On June 2, Texas Instruments rose 3.07% in pre-market trading, trading at approximately $301.45/share, with trading volume of roughly $7.09 million.
The rally was driven by a convergence of institutional upgrades and escalating pricing power across the power management chip industry. Bank of America raised its target price from $320 to $370, forming a strong bullish consensus among Wall Street firms. Simultaneously, the power management IC sector is undergoing a new round of price increases — Texas Instruments has confirmed plans to raise prices on core products including power management ICs effective July 1, marking the fourth price adjustment within the year. Infineon and other global chipmakers have followed suit with similar hikes scheduled for the same date.

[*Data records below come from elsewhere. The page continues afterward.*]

PR #1445, opened 2023-10-13
Ransack for edge rails

tvongaza:
Stop copying and pasting directories, instead load the last known good version and try to use that


lib/polyamorous/polyamorous.rb
```diff
@@ -11,9 +11,31 @@ module Polyamorous
...
+  version_numbers = matching_dirs.map do |dir|
+    dir.match(/activerecord_(\d+\.\d+)_ruby_2/)
+  end.compact.map { |m| m[1].split('.').map(&:to_i) } # Split major and minor into integers for easy comparison
+
+  raise "No compatible directories found" if version_numbers.empty?
+
+  # 3. Compare them to the required version and find the closest match
+  sorted_versions = version_numbers.sort_by { |major, minor| [major, minor] }.reverse
+  compatible_version = sorted_versions.find { |major, minor| major <= ar_version_major && minor <= ar_version_minor }
+  compatible_version ||= sorted_versions.last # default to the latest version if none are below the requested version
```
tvongaza, line 33:
```suggestion
  compatible_version ||= sorted_versions.first # default to the latest version if none are below the requested version
```

deivid-rodriguez:
Interesting!

I think the reason this code existed is that we needed different patches for the different versions that we supported. Sounds like things are more stable for us now and in our current support matrix these patches are exact duplicates of each other.

If that's the case, can we instead rename the folder to "activerecord", and always load that, without any magic?

tvongaza:
Good idea, I'll whip up a follow up PR trying to implement the change to simplify things.

deivid-rodriguez:
I just noticed we may actually need your solution or something similar given #1447.

scarroll32:
Nice refactor thanks @tvongaza

scarroll32:
@deivid-rodriguez any idea why the CI is getting stuck? I've re-run it but it stopping in the same place.

Screenshot 2023-10-21 at 12 32 39

scarroll32:
> Good idea, I'll whip up a follow up PR trying to implement the change to simplify things.

Thanks @tvongaza or feel free to push directly to this PR. We can probably merge it as-is, but it would be cleaner with the approach @deivid-rodriguez suggested.

scarroll32:
@tvongaza could you please rebase this?

> This branch is out-of-date with the base branch

deivid-rodriguez:
I don't think we can merge this as is after #1447, since we now have a Rails 6.1 specific monkey patch again.

What I think we can do is, have a main folder named "activerecord", and load that if a folder specific to current rails is not found. How about that?

tvongaza:
Ok, updated the branch with the latest changes. I did not see a 6.1 specific monkey patch, as again 7.0 and 7.1 both just call the 6.1 code. I moved it all to an `activerecord` directory and did away with the specific version loading. I'm always a fan of removing code if it isn't needed, so I removed all the version specific loading, which, IMHO, can be revisited if it is ever needed again.

deivid-rodriguez:
https://github.com/activerecord-hackery/ransack/pull/1447/files changes a 6.1 specific monkey patch so this files should not be identical.

tvongaza:
> https://github.com/activerecord-hackery/ransack/pull/1447/files changes a 6.1 specific monkey patch so these files should not be identical.

But the 7.0 & 7.1 files just point to the 6.1 files - or am I missing something obvious?

They all look like this:

https://github.com/activerecord-hackery/ransack/blob/main/lib/polyamorous/activerecord_7.0_ruby_2/join_association.rb#L1
```require 'polyamorous/activerecord_6.1_ruby_2/join_association'```

**Comment by tvongaza** [comment]
> Can you remove the last commit though? I don't want to run CI in all PRs against a moving target like Rails edge, too unstable. We already run CI against Rails edge on a daily schedule.

Oh nice, did realize the gem had a daily edge rails CI run. Commit removed.

**Comment by deivid-rodriguez** [comment]
Ok, let's merge this. Thanks so much @tvongaza!

**Comment by dalibor** [comment]
Hello - could you please release 4.1.1 (?) with this fix?

[4.1.0](https://rubygems.org/gems/ransack/versions/4.1.0) fails with the following error, but activerecord-hackery's `main` seems to work well (testing with active admin).
```
`require': cannot load such file -- polyamorous/activerecord_7.2_ruby_2/join_association (LoadError)
```

Thanks!

scarroll32:
> Hello - could you please release 4.1.1 (?) with this fix?
> 
> [4.1.0](https://rubygems.org/gems/ransack/versions/4.1.0) fails with the following error, but ransack `main` seems to work well (testing with active admin).
> 
> ```
> `require': cannot load such file -- polyamorous/activerecord_7.2_ruby_2/join_association (LoadError)
> ```
> 
> Thanks!

4.1.1 has been released

CC @deivid-rodriguez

Fundamentally, the company reported Q1 revenue of $4.825 billion, up 19% year-over-year, with operating profit surging 205%. Data center revenue grew approximately 90% YoY, reflecting AI demand spreading from GPUs into power management and server power systems. Analysts note that AI server power component demand is 5-8x that of traditional servers, with delivery lead times extending from 21-26 weeks to 35-40 weeks, underpinning sustained supply-demand tightness.
(The above content is based on publicly available market information, generated by a program or algorithm, and is intended solely as a stock movement alert. It does not constitute investment advice or a basis for trading decisions.)